● **Requirement**:
Up to and including the line with "There are many details", return every line from the start of the entries below exactly.
==== Source material ====
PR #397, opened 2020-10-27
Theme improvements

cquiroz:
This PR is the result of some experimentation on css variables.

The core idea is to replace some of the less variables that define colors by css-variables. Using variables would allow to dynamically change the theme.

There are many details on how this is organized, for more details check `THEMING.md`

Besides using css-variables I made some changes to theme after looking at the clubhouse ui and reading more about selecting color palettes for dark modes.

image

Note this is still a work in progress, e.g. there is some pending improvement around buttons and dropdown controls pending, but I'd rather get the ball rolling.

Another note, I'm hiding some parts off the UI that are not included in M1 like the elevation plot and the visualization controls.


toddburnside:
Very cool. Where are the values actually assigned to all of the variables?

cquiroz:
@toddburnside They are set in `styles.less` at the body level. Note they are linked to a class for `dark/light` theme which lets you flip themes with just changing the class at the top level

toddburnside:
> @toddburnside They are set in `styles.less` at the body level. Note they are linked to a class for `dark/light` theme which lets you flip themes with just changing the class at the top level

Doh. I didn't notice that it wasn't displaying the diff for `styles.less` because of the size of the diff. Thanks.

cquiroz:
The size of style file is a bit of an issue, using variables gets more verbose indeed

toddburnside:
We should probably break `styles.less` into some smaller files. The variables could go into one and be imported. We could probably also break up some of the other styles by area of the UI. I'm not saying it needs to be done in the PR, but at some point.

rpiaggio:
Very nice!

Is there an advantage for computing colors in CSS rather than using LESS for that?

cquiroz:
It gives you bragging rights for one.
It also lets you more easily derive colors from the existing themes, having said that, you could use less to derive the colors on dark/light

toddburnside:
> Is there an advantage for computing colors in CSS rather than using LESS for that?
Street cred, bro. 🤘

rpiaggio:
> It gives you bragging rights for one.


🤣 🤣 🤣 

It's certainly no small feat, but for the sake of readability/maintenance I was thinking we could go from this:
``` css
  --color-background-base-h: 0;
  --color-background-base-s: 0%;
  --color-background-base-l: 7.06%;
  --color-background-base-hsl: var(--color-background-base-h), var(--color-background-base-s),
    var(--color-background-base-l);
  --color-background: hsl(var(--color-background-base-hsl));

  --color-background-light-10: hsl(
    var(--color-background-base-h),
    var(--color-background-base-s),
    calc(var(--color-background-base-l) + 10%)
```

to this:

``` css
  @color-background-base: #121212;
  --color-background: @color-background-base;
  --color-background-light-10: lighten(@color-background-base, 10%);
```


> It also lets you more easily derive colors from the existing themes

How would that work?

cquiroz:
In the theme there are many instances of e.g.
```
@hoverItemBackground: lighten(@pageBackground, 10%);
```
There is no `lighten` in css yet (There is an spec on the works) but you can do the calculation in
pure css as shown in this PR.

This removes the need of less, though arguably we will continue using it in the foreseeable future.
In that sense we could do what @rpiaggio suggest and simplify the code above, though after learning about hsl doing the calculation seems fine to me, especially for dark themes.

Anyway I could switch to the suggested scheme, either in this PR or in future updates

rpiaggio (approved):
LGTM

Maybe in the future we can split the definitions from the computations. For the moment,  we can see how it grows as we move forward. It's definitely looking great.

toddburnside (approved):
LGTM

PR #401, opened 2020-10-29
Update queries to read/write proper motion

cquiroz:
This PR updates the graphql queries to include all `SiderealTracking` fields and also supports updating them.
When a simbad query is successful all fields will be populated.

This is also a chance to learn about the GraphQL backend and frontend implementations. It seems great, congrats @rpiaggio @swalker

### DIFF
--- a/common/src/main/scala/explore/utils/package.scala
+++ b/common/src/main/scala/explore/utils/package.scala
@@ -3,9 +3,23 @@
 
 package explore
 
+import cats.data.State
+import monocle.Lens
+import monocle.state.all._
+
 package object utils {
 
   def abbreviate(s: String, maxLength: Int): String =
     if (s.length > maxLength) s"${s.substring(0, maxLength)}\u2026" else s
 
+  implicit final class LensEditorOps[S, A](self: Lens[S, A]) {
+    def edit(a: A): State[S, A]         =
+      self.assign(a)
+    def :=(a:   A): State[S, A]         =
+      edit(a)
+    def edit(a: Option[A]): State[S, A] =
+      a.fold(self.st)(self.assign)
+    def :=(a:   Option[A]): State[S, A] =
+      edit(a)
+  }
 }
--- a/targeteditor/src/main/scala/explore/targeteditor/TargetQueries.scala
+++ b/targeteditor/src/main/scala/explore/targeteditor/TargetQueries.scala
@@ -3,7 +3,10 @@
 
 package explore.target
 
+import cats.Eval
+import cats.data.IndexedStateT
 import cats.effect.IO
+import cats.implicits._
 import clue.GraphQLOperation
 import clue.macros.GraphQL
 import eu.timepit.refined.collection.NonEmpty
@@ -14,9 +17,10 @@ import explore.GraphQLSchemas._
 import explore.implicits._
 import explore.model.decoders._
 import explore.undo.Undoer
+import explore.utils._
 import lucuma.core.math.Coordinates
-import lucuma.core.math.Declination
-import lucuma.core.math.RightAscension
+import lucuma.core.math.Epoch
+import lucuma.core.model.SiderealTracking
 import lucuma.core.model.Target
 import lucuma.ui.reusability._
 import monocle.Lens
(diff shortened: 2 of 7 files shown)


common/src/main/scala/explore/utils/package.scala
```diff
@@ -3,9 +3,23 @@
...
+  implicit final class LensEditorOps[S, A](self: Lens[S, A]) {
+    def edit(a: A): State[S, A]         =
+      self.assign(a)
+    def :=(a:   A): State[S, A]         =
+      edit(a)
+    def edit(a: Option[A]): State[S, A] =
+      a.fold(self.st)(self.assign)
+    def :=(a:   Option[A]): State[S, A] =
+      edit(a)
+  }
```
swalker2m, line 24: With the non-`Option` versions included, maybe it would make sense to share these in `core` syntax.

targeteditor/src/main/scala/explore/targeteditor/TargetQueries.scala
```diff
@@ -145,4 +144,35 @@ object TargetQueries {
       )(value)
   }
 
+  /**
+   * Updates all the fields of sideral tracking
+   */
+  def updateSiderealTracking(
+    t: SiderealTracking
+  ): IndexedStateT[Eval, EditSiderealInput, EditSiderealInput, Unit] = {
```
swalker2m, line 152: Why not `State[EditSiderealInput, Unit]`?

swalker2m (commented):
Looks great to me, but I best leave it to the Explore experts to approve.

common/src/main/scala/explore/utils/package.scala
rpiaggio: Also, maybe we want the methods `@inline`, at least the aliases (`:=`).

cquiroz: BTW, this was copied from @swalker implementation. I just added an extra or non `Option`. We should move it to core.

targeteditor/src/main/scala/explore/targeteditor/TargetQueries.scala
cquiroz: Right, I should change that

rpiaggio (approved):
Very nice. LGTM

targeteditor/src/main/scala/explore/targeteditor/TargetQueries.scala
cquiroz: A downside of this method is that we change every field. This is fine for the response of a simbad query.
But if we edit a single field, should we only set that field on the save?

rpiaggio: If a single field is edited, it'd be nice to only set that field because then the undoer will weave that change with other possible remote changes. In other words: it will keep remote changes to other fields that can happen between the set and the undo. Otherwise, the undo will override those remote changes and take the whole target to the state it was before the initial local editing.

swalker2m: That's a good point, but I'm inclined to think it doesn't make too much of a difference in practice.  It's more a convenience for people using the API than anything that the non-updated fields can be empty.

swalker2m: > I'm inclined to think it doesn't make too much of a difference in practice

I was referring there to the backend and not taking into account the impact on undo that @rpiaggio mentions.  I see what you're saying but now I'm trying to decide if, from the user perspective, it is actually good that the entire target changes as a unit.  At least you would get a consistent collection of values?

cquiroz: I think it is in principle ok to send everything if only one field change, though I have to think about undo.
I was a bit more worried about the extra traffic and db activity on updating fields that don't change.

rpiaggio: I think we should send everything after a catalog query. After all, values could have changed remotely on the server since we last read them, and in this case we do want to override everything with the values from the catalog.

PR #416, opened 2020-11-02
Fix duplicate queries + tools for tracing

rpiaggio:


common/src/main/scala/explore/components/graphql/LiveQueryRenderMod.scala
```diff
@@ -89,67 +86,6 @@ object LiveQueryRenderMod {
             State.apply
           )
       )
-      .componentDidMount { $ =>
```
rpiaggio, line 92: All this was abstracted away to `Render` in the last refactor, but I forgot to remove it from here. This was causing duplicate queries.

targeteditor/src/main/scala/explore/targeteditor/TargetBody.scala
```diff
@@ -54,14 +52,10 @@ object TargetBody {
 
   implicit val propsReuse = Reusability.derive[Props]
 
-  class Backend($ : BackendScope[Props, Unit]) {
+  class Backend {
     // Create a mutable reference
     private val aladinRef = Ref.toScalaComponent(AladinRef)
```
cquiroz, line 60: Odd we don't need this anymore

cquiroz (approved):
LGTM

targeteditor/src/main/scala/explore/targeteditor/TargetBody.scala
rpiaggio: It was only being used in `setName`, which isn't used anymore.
====
● **Expected answer**:
PR #397, opened 2020-10-27
Theme improvements

cquiroz:
This PR is the result of some experimentation on css variables.

The core idea is to replace some of the less variables that define colors by css-variables. Using variables would allow to dynamically change the theme.

There are many details on how this is organized, for more details check `THEMING.md`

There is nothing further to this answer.